◆ Record excerpts
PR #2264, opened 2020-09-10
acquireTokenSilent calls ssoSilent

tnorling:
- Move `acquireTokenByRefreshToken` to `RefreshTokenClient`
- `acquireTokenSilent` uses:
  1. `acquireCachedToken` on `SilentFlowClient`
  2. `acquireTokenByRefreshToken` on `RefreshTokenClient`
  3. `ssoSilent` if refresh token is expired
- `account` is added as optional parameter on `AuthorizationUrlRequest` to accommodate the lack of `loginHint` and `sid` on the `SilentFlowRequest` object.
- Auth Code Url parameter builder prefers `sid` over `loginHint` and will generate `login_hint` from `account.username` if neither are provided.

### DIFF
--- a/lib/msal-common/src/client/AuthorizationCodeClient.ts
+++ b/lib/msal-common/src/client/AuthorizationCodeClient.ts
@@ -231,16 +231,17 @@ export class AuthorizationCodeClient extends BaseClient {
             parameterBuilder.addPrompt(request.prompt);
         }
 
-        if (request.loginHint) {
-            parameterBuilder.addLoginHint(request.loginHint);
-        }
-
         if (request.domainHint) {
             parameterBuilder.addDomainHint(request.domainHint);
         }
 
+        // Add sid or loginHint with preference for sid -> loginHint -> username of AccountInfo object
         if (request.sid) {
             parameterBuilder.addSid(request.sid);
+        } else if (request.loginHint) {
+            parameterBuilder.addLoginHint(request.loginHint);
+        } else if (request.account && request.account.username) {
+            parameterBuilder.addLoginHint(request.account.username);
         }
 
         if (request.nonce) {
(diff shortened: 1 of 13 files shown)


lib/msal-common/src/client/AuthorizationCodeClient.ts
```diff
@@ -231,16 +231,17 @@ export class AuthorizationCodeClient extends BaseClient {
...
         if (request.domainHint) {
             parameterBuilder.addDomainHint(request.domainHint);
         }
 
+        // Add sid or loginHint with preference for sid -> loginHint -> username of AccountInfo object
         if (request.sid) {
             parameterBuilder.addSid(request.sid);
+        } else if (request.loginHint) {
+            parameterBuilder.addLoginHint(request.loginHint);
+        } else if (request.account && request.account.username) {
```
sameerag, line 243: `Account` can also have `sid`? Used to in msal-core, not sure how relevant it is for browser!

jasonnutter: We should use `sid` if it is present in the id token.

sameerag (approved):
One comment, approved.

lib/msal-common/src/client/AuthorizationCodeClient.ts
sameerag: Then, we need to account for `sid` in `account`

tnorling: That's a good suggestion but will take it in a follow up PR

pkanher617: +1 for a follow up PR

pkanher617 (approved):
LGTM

◆ Exercise requirements
Set out every record in full, exactly as given.

◆ Task output
PR #2264, opened 2020-09-10
acquireTokenSilent calls ssoSilent

tnorling:
- Move `acquireTokenByRefreshToken` to `RefreshTokenClient`
- `acquireTokenSilent` uses:
  1. `acquireCachedToken` on `SilentFlowClient`
  2. `acquireTokenByRefreshToken` on `RefreshTokenClient`
  3. `ssoSilent` if refresh token is expired
- `account` is added as optional parameter on `AuthorizationUrlRequest` to accommodate the lack of `loginHint` and `sid` on the `SilentFlowRequest` object.
- Auth Code Url parameter builder prefers `sid` over `loginHint` and will generate `login_hint` from `account.username` if neither are provided.

### DIFF
--- a/lib/msal-common/src/client/AuthorizationCodeClient.ts
+++ b/lib/msal-common/src/client/AuthorizationCodeClient.ts
@@ -231,16 +231,17 @@ export class AuthorizationCodeClient extends BaseClient {
             parameterBuilder.addPrompt(request.prompt);
         }
 
-        if (request.loginHint) {
-            parameterBuilder.addLoginHint(request.loginHint);
-        }
-
         if (request.domainHint) {
             parameterBuilder.addDomainHint(request.domainHint);
         }
 
+        // Add sid or loginHint with preference for sid -> loginHint -> username of AccountInfo object
         if (request.sid) {
             parameterBuilder.addSid(request.sid);
+        } else if (request.loginHint) {
+            parameterBuilder.addLoginHint(request.loginHint);
+        } else if (request.account && request.account.username) {
+            parameterBuilder.addLoginHint(request.account.username);
         }
 
         if (request.nonce) {
(diff shortened: 1 of 13 files shown)


lib/msal-common/src/client/AuthorizationCodeClient.ts
```diff
@@ -231,16 +231,17 @@ export class AuthorizationCodeClient extends BaseClient {
...
         if (request.domainHint) {
             parameterBuilder.addDomainHint(request.domainHint);
         }
 
+        // Add sid or loginHint with preference for sid -> loginHint -> username of AccountInfo object
         if (request.sid) {
             parameterBuilder.addSid(request.sid);
+        } else if (request.loginHint) {
+            parameterBuilder.addLoginHint(request.loginHint);
+        } else if (request.account && request.account.username) {
```
sameerag, line 243: `Account` can also have `sid`? Used to in msal-core, not sure how relevant it is for browser!

jasonnutter: We should use `sid` if it is present in the id token.

sameerag (approved):
One comment, approved.

lib/msal-common/src/client/AuthorizationCodeClient.ts
sameerag: Then, we need to account for `sid` in `account`

tnorling: That's a good suggestion but will take it in a follow up PR

pkanher617: +1 for a follow up PR

pkanher617 (approved):
LGTM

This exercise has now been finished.